-- EXERCISE PROMPT --
Only these lines are needed: the first line of the entries below through the line with "--- a/src/interfaces/IOrchestrator.sol", each returned exactly.

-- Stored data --
PR #269, opened 2025-08-04
feat: move simulation check to use `tx.origin`

howydev:
Modifying the simulation condition check to `tx.origin.balance >= uint192max` instead of `address(oc).balance == uint256max`

This unblocks improving trust assumptions of payment flows to route through the orchestrator instead of from eoa/account directly to the relayer

### DIFF
--- a/src/interfaces/IOrchestrator.sol
+++ b/src/interfaces/IOrchestrator.sol
@@ -25,7 +25,7 @@ interface IOrchestrator is ICommon {
     /// But the codepaths for signature verification are still hit, for correct gas measurement.
     /// @dev If `isStateOverride` is false, then this function will always revert. If the simulation is successful, then it reverts with `SimulationPassed` error.
     /// If `isStateOverride` is true, then this function will not revert if the simulation is successful.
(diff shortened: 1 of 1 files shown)


howydev:
1. i updated the address to use 0xAa239C49EC6D564597F2e2F99A357c63cb65090d which is keccak256("Ithaca.Orchestrator.SIMULATION")[12]. happy to change this to any other value too
2. i changed the SimpleFunder test to dynamically get the version, else tests will fail on CI version bump

src/interfaces/IOrchestrator.sol
```diff
@@ -25,7 +25,7 @@ interface IOrchestrator is ICommon {
     /// But the codepaths for signature verification are still hit, for correct gas measurement.
     /// @dev If `isStateOverride` is false, then this function will always revert. If the simulation is successful, then it reverts with `SimulationPassed` error.
     /// If `isStateOverride` is true, then this function will not revert if the simulation is successful.
-    /// But the balance of msg.sender has to be equal to type(uint256).max, to prove that a state override has been made offchain,
+    /// But the balance of address(0) has to be equal to type(uint256).max, to prove that a state override has been made offchain,
```
legion2002, line 28: outdated comment

PR #278, opened 2025-08-07
fix: move approvals ordering

howydev:


legion2002 (approved):
good catch, lgtm! 

But would like @Vectorized to also look and think about more deeply, before we merge it.

PR #280, opened 2025-08-11
refactor(LibTStack): declare EmptyStack error for proper revert decoding

Galoretka:
Declare error EmptyStack(); at file scope in src/libraries/LibTStack.sol
Keeps existing assembly reverts (selector 0xbc7ec779) — no behavior change
Improves readability and enables tooling/decoders to resolve the revert
Affects top and pop paths only


legion2002:
Thanks

legion2002 (approved):

PR #282, opened 2025-08-11
fix: 1271 replay issue

howydev:
add a simple replay safe wrapper

### DIFF
--- a/src/IthacaAccount.sol
+++ b/src/IthacaAccount.sol
@@ -186,6 +186,9 @@ contract IthacaAccount is IIthacaAccount, EIP712, GuardedExecutor {
     /// @dev For EIP712 signature digest calculation for the `execute` function.
     bytes32 public constant CALL_TYPEHASH = keccak256("Call(address to,uint256 value,bytes data)");
 
+    /// @dev For ERC1271 replay-safe hashing.
+    bytes32 public constant SIGN_TYPEHASH = keccak256("Sign(bytes32 digest)");
+
     /// @dev For EIP712 signature digest calculation.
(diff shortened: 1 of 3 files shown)


src/IthacaAccount.sol
```diff
@@ -233,6 +236,9 @@ contract IthacaAccount is IIthacaAccount, EIP712, GuardedExecutor {
         virtual
         returns (bytes4)
     {
```
legion2002, line 238: Can you add some natspec for integrators, that explains how to sign signatures for 1271.

howydev: i added it in the code block since natspec was already pretty fat

legion2002 (approved):

src/IthacaAccount.sol
```diff
@@ -233,6 +236,13 @@ contract IthacaAccount is IIthacaAccount, EIP712, GuardedExecutor {
...
+        // To sign an app digest (e.g. Permit2), you would need to perform a `hashTypedData` on the app's 712,
+        // along with the app's domain, then `signTypedData` with the account's 712 and account domain.
+        // The account domain is added as a layer to prevent replay attacks since some apps do not include the
+        // account address as a field in their 712 data.
+        bytes32 replaySafeDigest = EfficientHashLib.hash(SIGN_TYPEHASH, digest);
+        digest = _hashTypedData(replaySafeDigest);
+
```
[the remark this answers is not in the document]
howydev: r1 signatures are replay safe? is it because each passkey will always only be tied to a single account?

PR #295, opened 2025-08-14
Tanishk/toml configs

legion2002:


foundry.toml
```diff
@@ -4,13 +4,17 @@
...
+extends = "deploy/config.toml"
 evm_version = "prague" # Cancun will be tested in the CI.
 auto_detect_solc = false
 optimizer = true
 optimizer_runs = 200
 gas_limit = 100_000_000 # ETH is 30M, but we use a higher value.
 fs_permissions = [
-    { access = "read-write", path = "deploy/registry" }
+    { access = "read-write", path = "deploy/registry" },
+    { access = "read", path = "deploy/config.toml" }
```
0xrusowsky, line 17: note that u don't need ffi permissions as u are already signaling that we should read from this file with `extends`

jenpaff (approved):

foundry.toml
legion2002: Tried this, doesn't work without ffi permission

PR #304, opened 2025-08-21
fix: add calldata offset checks for safety

howydev:


src/Orchestrator.sol
```diff
@@ -252,10 +255,21 @@ contract Orchestrator is
...
+
+            // Just in case, we do bounds check on the offsets of the struct and the inner fields.
+            // We sum up the offsets after doing 2**64 shift and expect them to be == 0.
+            let s := add(shr(64, t), shr(64, calldataload(add(i, 0x20)))) // executionData
+            s := add(s, shr(64, calldataload(add(i, 0xe0)))) // bytes[] encodedPreCalls
+            s := add(s, shr(64, calldataload(add(i, 0x100)))) // bytes[] encodedFundTransfers
+            s := add(s, shr(64, calldataload(add(i, 0x1a0)))) // bytes funderSignature
+            s := add(s, shr(64, calldataload(add(i, 0x1c0)))) // bytes settlerContext
+            s := add(s, shr(64, calldataload(add(i, 0x220)))) // bytes signature
+            s := add(s, shr(64, calldataload(add(i, 0x240)))) // bytes paymentSignature
```
Vectorized, line 267: `or` feels better, but lgtm.

Vectorized (approved):

Vectorized:
Ok, the hard part is... can we make a script to auto generate all these?

Vectorized:
@howydev Merge #310 first. Then we can avoid updating all these constants in the future.

If we _really really_ want to patch the relay calldata griefing vector (tho users can switch relays if one relay is fleecing them), we can simply restrict `encodedIntent.length` to be under a reasonable size (e.g. 256kb, which constitutes around 100k worth of memory expansion gas, sufficient for contract deployments via factories, post quantum sigs, etc).

legion2002 (approved):

PR #307, opened 2025-08-22
feat: add ExpToken deployment to DeployMain script

legion2002:
## Summary

Cherry-picked commit that adds ExpToken (EXP and EXP2) deployment functionality to the DeployMain script for testnet chains.

### DeployMain Script
- Added ExpToken deployment function that creates two tokens: "EXP" and "EXP2"
- Testnet-only deployment logic - ExpToken only deploys when `is_testnet = true`
- Integration with "ALL" contracts filter - ExpToken automatically included for testnets
- Required configuration fields: `exp_minter_address` and `exp_mint_amount`
- Both tokens mint to the same address with the same amount
- CREATE2 deployment for deterministic addresses
- Registry tracking for both token addresses

### Configuration
- Added EXP token configuration to all testnet chains in config.toml
- Required fields with no defaults - deployment fails if missing on testnets

### Documentation
- Updated deploy/README.md with comprehensive ExpToken documentation
- Removed old DeployEXP script references
- Added configuration examples and behavior explanation
- Registry file format documentation

## Testing

Verified deployment behavior:
- ✅ Testnets (`is_testnet = true`): Deploys 8 core contracts + ExpToken (9 total)
- ✅ Production (`is_testnet = false`): Deploys 8 core contracts only
- ✅ Both EXP and EXP2 tokens deployed with correct names and addresses
- ✅ Required configuration enforced - fails with clear error if missing

### DIFF
--- a/deploy/DeployMain.s.sol
+++ b/deploy/DeployMain.s.sol
@@ -15,6 +15,7 @@ import {SimpleFunder} from "../src/SimpleFunder.sol";
 import {Escrow} from "../src/Escrow.sol";
 import {SimpleSettler} from "../src/SimpleSettler.sol";
 import {LayerZeroSettler} from "../src/LayerZeroSettler.sol";
+import {ExperimentERC20} from "./mock/ExperimentalERC20.sol";
 
 /**
  * @title DeployMain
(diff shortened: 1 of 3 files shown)


legion2002:
@kuyziss 

> can we actually have it send funds to multiple addresses? bc we'd usually want to send funds to funder + the address we run stress tests from

We'll do this later, because it will break compatibility for the infra scripts we have for 0.4.6 
So waiting for everyone to move to 0.5.0, before making any changes. Is this okay?

howydev (approved):

PR #310, opened 2025-08-25
fix: bump solady, use checkInCalldata

Vectorized:
I don't really like hardcoded constants, just in case we forget to change them in the future.


src/Orchestrator.sol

-- WRITTEN SOLUTION --
PR #269, opened 2025-08-04
feat: move simulation check to use `tx.origin`

howydev:
Modifying the simulation condition check to `tx.origin.balance >= uint192max` instead of `address(oc).balance == uint256max`

This unblocks improving trust assumptions of payment flows to route through the orchestrator instead of from eoa/account directly to the relayer

### DIFF
--- a/src/interfaces/IOrchestrator.sol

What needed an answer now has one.